PR #3723, opened 2023-09-08
Ssr compat portal

### LINKED ISSUE #3721: Portal is not ssr compat - accesses `document` during render
### Description

When using `InlineAutocomplete` we inherit usage of `<Portal />` rendering on page load. 

I think the issue occurs because `<Portal>` calls `document.createElement` and `createPortal` with a ref to an element that can't be created. 

https://github.com/primer/react/blob/500e529df47ae5def4bf5cedc55fc099251c25a1/src/Portal/Portal.tsx#L68

we should avoid these apis in render in portal (which creates a div on every render) and rely on other mechanisms to sync it

In addition to this, it renders an _Autocomplette which uses `useCombobox` which calls `useLayoutEffect` resulting in a call to `console.error` on the server - https://github.com/primer/react/blob/500e529df47ae5def4bf5cedc55fc099251c25a1/src/drafts/hooks/useCombobox.ts#L141-L157

### Steps to reproduce

Atempt to SSR an app that uses `InlineAutocomplete`

### Version

latest

### Browser

_No response_

mattcosta7:
Describe your changes here.

Closes #3721 

Makes Portal SSR safe and avoids creating throwaway elements on every render

### Screenshots

### Merge checklist

- [ ] Added/updated tests
- [x] Tested in Chrome
- [ ] Tested in Firefox
- [ ] Tested in Safari
- [ ] Tested in Edge

### DIFF
--- a/.changeset/rich-jars-run.md
+++ b/.changeset/rich-jars-run.md
@@ -1,0 +1,7 @@
+---
+'@primer/react': patch
+---
+
+make portal compatible with ssr
+
+<!-- Changed components: Portal -->
--- a/src/Portal/Portal.tsx
+++ b/src/Portal/Portal.tsx
@@ -1,4 +1,4 @@
-import React from 'react'
+import React, {useRef, useState} from 'react'
 import {createPortal} from 'react-dom'
 import useLayoutEffect from '../utils/useIsomorphicLayoutEffect'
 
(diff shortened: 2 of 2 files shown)


.changeset/rich-jars-run.md
```diff
@@ -0,0 +1,7 @@
+---
+'@primer/react': patch
```
mattcosta7, line 2: this could be seen as more than a patch, but I don't believe any code relying on portal should break, as it should only _start_ not throwing in ssr, and otherwise be consistent with the current impl

src/Portal/Portal.tsx
```diff
@@ -65,16 +65,33 @@ export const Portal: React.FC<React.PropsWithChildren<PortalProps>> = ({
   onMount,
   containerName: _containerName,
 }) => {
-  const hostElement = document.createElement('div')
+  const [element, setElement] = useState<HTMLDivElement | null>(() => {
+    // If we're in SSR, return null so that nothing is rendered
+    if (typeof document === 'undefined') return null
+    return document.createElement('div')
```
mattcosta7, line 71: when we aren't in SSR, we'll create this element immediately, and use it - avoiding the need to render null at all, but when we do SSR, we'll render null.

this could create a server mismatch, in which case we might prefer always defaulting to null - not quite sure how we'd validate that currently

examples/nextjs/src/components/Layout.js
```diff
@@ -10,6 +10,8 @@ export default function Layout({children}) {
     <>
       <Navigation />
       <main>{children}</main>
+      <div id="__primerPortalRoot__" />
+      <Portal>Portal content</Portal>
```
mattcosta7, line 14: validated this works

src/Portal/Portal.tsx
mattcosta7: Was hoping this worked, but in tsting it's not quite there.

PR #3733, opened 2023-09-11
test: add experiment for getting all public exports

joshblack:
This is an experiment that shows how we would expand our "public API" tests to include _all_ public exports from our package. Currently, we only support that which is discoverable through a native Node.js import. With this new approach, we're able to get all exports including TypeScript types.

The heuristics used could be updated a bit to be a little smarter (especially when deduping `default` exports or inferring value types through re-exported module) but I thought this was a good demonstration of how much info we could get through building up an internal graph of modules.

## Feedback

Would love to know what you all think! Let me know what you think of this approach for getting all exported members and if there are any other alternatives that you'd recommend investigating.

Also would love to know how you see this in your workflow. If you see a change to this file, in particular a removal, what would you expect to happen? Would it help to have a CI workflow that warns if the public API is changed in a way that is incompatible with the corresponding changeset (if one exists)?


script/get-exports.mjs
```diff
@@ -0,0 +1,453 @@
+import {existsSync} from 'node:fs'
```
siddharthkp, line 1: Sorry, I'm a bit confused, where would we like to call this script from? after `./script/build` (npm run build)?

joshblack: @siddharthkp whoops! This was my test script, removed in the latest commit since it's in the test file itself 👍

joshblack:
bump @siddharthkp @broccolinisoup when you get a sec 👀

siddharthkp (approved):
LGTM!

Took me a while to understand, but now I get it 😇

PR #3675, opened 2023-08-28
Remove `main` landmark from PageLayout.Content.

radglob:
Reintroducing these changes which were introduced in https://github.com/primer/react/pull/3154, but were reverted.

Closes https://github.com/github/primer/issues/1586

### Screenshots

Please provide before/after screenshots for any visual changes

### Merge checklist

- [X] Added/updated tests
- [X] Added/updated documentation
- [X] Changes are [SSR compatible](https://github.com/primer/react/blob/main/contributor-docs/CONTRIBUTING.md#ssr-compatibility)
- [X] Tested in Chrome
- [X] Tested in Firefox
- [X] Tested in Safari
- [X] Tested in Edge

Take a look at the [What we look for in reviews](https://github.com/primer/react/blob/main/contributor-docs/CONTRIBUTING.md#what-we-look-for-in-reviews) section of the contributing guidelines for more information on how we review PRs.

PR #3737, opened 2023-09-12
fix(PageLayout): restore main landmark

joshblack:
Follow-up to: https://github.com/primer/react/pull/3675

Currently, we have teams in a couple of situations where either:

- A team makes use of a `main` landmark and therefore runs into the duplicate landmark violation
- A team uses the default `main` landmark from `PageLayout.Content`

When removing the `main` landmark, teams in the latter are impacted. In this PR, we introduce an `as` prop to allow for teams in the first example to change the semantics of this component to `as="div"` as they already have a `main` defined.

## Rollout

This is an incremental rollout strategy if our ideal here is to remove `main` as a landmark from `PageLayout.Content`. With this path, we could swap teams to use `as="div"` before removing the `main` support and also dropping `as="div"`

### DIFF
--- a/.changeset/friendly-shirts-protect.md
+++ b/.changeset/friendly-shirts-protect.md
@@ -1,0 +1,7 @@
+---
+'@primer/react': patch
+---
+
+Restore default main landmark in PageLayout.Content
+
+<!-- Changed components: PageLayout, SplitPageLayout -->
--- a/src/PageLayout/PageLayout.test.tsx
+++ b/src/PageLayout/PageLayout.test.tsx
@@ -23,9 +23,7 @@ describe('PageLayout', () => {
       <ThemeProvider>
         <PageLayout>
           <PageLayout.Header>Header</PageLayout.Header>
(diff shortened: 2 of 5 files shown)


siddharthkp (approved):
Oof tough spot! But really good rollout plan!

siddharthkp:
> With this path, we could swap teams to use as="div" before removing the main support and also dropping as="div"

(not for this PR, but for after) How do you feel about this slight change:

Right now, the default element is `main`. If we want to change the default to `div`, folks that do not have duplicate `main`, would then need to wrap `PageLayout.Content` in a `<main>`

How do you feel about supporting the `as` prop on `PageLayout.Content` with just 2 options: `main | div`. 

So, changing the default from `main` to `div` would still be a breaking change, but it can be accompanied by a codemod that adds `as="main"` for instances that do not have `as="div"` already.

joshblack:
@siddharthkp I like it, works for me!

PR #3743, opened 2023-09-13
docs(versioning): update docs to include landmark roles

joshblack:
Add a section to our versioning docs to include landmark roles as they relate to semver.

## Feedback

Would love to hear what you all think about this section and if it accurately captures our semver policy 👀 Let me know if there is anything missing or anything that needs to be changed!

### DIFF
--- a/contributor-docs/versioning.md
+++ b/contributor-docs/versioning.md
@@ -11,6 +11,8 @@
   - [The type of a prop is broadened](#the-type-of-a-prop-is-broadened)
   - [The type of a prop is narrowed](#the-type-of-a-prop-is-narrowed)
   - [The `display` property used for the container of `children` is changed](#the-display-property-used-for-the-container-of-children-is-changed)
+  - [A component includes a landmark role](#a-component-includes-a-landmark-role)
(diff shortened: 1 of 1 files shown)


broccolinisoup (approved):
I love this 🔥 My only feedback/question is that should we elaborate what we mean by "potentially major" under the semver section? 👀

TylerJDev (approved):
Looks great! ✨

Off-topic, but it might be worth a discussion in the future to see if we should steer clear from having default landmarks all together in components and always give that choice to the consumer? This doesn't seem to be the norm in newer components, but I do see the friction that could be caused through updates such as with `PageLayout` and others. I really like the approach done in the fix https://github.com/primer/react/pull/3737 and I wonder if it could be applied elsewhere 🤔

iansan5653 (approved):
Awesome, thank you!

joshblack:
@TylerJDev totally agreed, I think you're dead-on that we probably shouldn't be baking in default landmark roles. Let me see where would a good place be to capture that so that we consider it in future component work 👀 (or let me know if you have any places in mind where it may be good to capture this!)

PR #3744, opened 2023-09-14
fix(ButtonBase): remove leading, trailing props from being spread onto base butotn

joshblack:
Addresses a current release blocker where leading, trailing props were not being spread onto the base button causing an "unknown DOM attribute" warning from React.

#### Changed

- Add `leadingIcon`, `leadingVisual`, `trailingIcon`, and `trailingVisual` to destructure list for ButtonBase props

#### Removed


siddharthkp (approved):
perfect!

PR #3763, opened 2023-09-25
SelectPanel2: Add option to use external anchor

siddharthkp:
There are a bunch of use cases where you'd need to open a SelectPanel with an external anchor

For example, here's an example from memex where the anchor is a row cell:

clicking a row cell opens a SelectPanel to switch milestones

&nbsp;

Another example, here's a SelectPanel that opens from an action in ActionMenu:

https://github.com/primer/react/assets/1863771/78daf150-52f1-44c8-9853-116e08a8da19

### DIFF
--- a/src/drafts/SelectPanel2/SelectPanel.stories.tsx
+++ b/src/drafts/SelectPanel2/SelectPanel.stories.tsx
@@ -660,31 +660,23 @@ export const FExternalAnchor = () => {
 }
 
 export const GOpenFromMenu = () => {
-  const initialSelectedLabels = data.issue.labelIds // mock initial state: has selected labels
-  const [selectedLabelIds, setSelectedLabelIds] = React.useState<string[]>(initialSelectedLabels)
-
   /* Selection */
-  const onLabelSelect = (labelId: string) => {
-    if (!selectedLabelIds.includes(labelId)) setSelectedLabelIds([...selectedLabelIds, labelId])
-    else setSelectedLabelIds(selectedLabelIds.filter(id => id !== labelId))
+
+  const [selectedEvents, setSelectedEvents] = React.useState<string[]>([])
+
+  const onEventSelect = (event: string) => {
+    if (!selectedEvents.includes(event)) setSelectedEvents([...selectedEvents, event])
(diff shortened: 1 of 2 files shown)


src/drafts/SelectPanel2/SelectPanel.tsx
```diff
@@ -77,13 +77,14 @@ const SelectPanel = props => {
   return (
     <>
       <AnchoredOverlay
+        // @ts-ignore todo
```
siddharthkp, line 80: adding a ts-ignore temporarily until I declare types for props properly in a follow up PR :)

src/drafts/SelectPanel2/SelectPanel.stories.tsx
```diff
@@ -587,6 +587,168 @@ export const EMinimal = () => {
...
+  const itemsToShow = data.labels.sort(sortingFn)
+
+  const anchorRef = React.useRef<HTMLButtonElement>(null)
+  const [open, setOpen] = React.useState(false)
+
+  return (
+    <>
+      <h1>With External Anchor</h1>
+      <p>
+        To use an external anchor, pass an `anchorRef` to `SelectPanel`. You would also need to control the `open` state
```
broccolinisoup, line 624: >You would also need to control the `open` state

Curious if we can handle the open state out of the box? Like we do in the ActionMenu.Button or AnchionMenu.Anchor. 

I am sure you have thought of this but curious to understand the reasoning 😊

src/drafts/SelectPanel2/SelectPanel.stories.tsx
```diff
@@ -587,6 +587,168 @@ export const EMinimal = () => {
...
+              <ActionList.Description variant="block">{label.description}</ActionList.Description>
+            </ActionList.Item>
+          ))}
+        </SelectPanel.ActionList>
+      </SelectPanel>
+    </>
+  )
+}
+
+export const GOpenFromMenu = () => {
```
broccolinisoup, line 660: Such a cool use case and story 🔥

broccolinisoup (approved):

PR #3769, opened 2023-09-26
ci: update release-schedule workflow with dynamic schedule

### LINKED ISSUE #3711: Update Release Schedule workflow to account for new release cadence
Currently, our [release schedule](https://github.com/primer/react/blob/main/.github/workflows/release-schedule.yml) workflow runs every week and assumes a weekly cadence. Our new release cadence is every two weeks and the workflow should be updated to reflect that.

This may require some investigation into the PagerDuty in order to get the exact schedule as it may be difficult to infer using JS directly. There is also a challenge in that it is difficult to write a CRON schedule that alternates weeks (as far as I know) so this workflow would need to be resilient to running potentially more often than necessary (every two weeks)

joshblack:
Closes #3711

Our release schedule workflow currently runs every week and will open and close issues regardless of the settings of the current schedule that we have in PagerDuty. This PR adds in a composite action, pagerduty, that will allow us to get the current and previous schedule from the PagerDuty API and uses it in the release-schedule workflow to accurately open and close issues related to this schedule

#### New

- Add `pagerduty` action under `.github/actions/pagerduty` which outputs schedule information

#### Changed

- Update `release-schedule` workflow to use new `pagerduty` action and correctly open/close release tracking issues for a given schedule

### Rollout strategy

None

### Testing & Reviewing

This is something that likely needs to be tested with `workflow_dispatch` to see if it's working as-intended. Ran it over in: https://github.com/primer/react/actions/runs/6316114089 with the new "dry" flag to see how it would run. Thankfully it picked up on the fact that we have an existing release issue but it was one that it couldn't identify because of how the ids are changing (now they just use the schedule id)


siddharthkp (approved):
Good stuff! Let's try it out!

= = = =

_Directions_
Which of the lines in the material carry the string "opens"? Pull them out.

_Output of the task_
clicking a row cell opens a SelectPanel to switch milestones
Another example, here's a SelectPanel that opens from an action in ActionMenu:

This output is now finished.